• [Your assignment] In the entries that follow, copy exactly each line from the first through the line with "I was looking".

BEGIN

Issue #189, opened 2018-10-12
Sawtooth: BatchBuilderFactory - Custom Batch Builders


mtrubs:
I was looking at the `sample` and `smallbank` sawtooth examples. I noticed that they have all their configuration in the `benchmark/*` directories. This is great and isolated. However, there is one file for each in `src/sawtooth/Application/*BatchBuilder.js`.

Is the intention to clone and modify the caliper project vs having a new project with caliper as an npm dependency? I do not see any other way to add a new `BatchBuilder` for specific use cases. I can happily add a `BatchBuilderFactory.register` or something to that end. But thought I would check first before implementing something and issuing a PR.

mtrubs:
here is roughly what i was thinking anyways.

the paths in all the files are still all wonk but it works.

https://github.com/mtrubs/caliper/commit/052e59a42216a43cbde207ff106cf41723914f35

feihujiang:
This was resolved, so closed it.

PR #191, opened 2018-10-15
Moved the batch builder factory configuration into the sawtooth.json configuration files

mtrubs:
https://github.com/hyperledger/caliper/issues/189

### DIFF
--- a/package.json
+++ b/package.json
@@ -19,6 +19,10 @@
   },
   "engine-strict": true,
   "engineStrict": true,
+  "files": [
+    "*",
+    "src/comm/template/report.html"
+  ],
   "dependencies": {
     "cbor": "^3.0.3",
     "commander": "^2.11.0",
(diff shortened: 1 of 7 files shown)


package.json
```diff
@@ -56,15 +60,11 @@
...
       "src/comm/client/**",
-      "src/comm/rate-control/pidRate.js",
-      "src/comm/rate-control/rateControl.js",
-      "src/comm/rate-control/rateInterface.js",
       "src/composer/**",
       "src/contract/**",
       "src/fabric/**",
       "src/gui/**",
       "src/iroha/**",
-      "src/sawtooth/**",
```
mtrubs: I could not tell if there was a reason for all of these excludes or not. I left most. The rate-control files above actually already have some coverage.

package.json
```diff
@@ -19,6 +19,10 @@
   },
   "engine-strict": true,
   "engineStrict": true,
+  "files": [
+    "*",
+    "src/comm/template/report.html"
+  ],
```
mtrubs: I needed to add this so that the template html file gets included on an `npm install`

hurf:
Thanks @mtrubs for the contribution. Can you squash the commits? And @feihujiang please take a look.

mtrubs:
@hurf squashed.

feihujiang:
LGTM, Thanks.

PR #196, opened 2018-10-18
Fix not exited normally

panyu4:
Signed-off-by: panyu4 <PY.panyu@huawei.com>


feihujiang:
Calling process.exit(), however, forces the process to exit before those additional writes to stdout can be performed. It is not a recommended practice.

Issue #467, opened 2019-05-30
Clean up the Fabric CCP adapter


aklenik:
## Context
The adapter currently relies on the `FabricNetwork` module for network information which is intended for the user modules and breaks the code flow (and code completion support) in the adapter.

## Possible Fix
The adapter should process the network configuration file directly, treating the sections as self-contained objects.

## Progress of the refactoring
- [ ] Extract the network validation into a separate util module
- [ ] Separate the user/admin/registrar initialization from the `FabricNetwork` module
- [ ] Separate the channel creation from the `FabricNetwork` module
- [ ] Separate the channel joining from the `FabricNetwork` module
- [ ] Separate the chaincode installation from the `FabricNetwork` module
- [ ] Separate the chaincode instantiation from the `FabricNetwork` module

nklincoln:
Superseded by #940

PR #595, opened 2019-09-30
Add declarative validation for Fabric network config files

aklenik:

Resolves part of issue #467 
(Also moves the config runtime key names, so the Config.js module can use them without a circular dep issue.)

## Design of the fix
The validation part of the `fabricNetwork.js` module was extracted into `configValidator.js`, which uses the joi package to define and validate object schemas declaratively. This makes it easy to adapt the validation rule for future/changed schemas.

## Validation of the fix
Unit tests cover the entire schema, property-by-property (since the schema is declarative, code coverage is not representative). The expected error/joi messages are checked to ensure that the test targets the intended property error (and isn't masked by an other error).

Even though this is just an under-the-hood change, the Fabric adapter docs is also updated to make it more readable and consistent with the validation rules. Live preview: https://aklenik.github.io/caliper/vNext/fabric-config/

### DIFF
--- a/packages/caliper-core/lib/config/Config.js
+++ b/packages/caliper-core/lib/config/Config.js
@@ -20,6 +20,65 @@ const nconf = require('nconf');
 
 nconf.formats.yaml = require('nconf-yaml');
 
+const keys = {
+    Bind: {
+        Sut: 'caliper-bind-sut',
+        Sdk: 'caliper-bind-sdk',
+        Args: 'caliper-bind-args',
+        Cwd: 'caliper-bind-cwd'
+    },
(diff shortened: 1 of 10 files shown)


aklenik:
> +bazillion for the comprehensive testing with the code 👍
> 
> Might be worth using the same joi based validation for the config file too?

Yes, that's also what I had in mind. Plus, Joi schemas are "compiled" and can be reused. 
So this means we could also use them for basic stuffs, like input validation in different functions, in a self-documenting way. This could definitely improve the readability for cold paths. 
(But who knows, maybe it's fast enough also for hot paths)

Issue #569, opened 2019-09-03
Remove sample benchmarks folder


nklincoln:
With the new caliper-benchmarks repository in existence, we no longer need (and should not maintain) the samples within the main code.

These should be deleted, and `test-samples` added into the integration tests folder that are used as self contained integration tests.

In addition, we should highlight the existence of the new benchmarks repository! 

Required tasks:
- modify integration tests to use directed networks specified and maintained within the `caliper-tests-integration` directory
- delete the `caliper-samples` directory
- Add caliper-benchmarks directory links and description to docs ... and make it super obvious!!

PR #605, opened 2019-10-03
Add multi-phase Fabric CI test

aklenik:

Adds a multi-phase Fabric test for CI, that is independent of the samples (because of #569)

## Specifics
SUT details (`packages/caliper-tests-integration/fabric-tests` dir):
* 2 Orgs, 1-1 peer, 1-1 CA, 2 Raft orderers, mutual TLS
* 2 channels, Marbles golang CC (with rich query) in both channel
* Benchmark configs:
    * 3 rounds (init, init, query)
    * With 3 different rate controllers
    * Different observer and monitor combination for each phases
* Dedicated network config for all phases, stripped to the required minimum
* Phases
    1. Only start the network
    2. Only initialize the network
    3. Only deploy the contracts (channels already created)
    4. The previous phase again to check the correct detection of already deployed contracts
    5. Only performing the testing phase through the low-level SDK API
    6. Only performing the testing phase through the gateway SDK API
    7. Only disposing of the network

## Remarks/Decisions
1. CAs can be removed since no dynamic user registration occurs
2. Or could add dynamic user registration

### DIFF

END

• [Task result]
Issue #189, opened 2018-10-12
Sawtooth: BatchBuilderFactory - Custom Batch Builders


mtrubs:
I was looking at the `sample` and `smallbank` sawtooth examples. I noticed that they have all their configuration in the `benchmark/*` directories. This is great and isolated. However, there is one file for each in `src/sawtooth/Application/*BatchBuilder.js`.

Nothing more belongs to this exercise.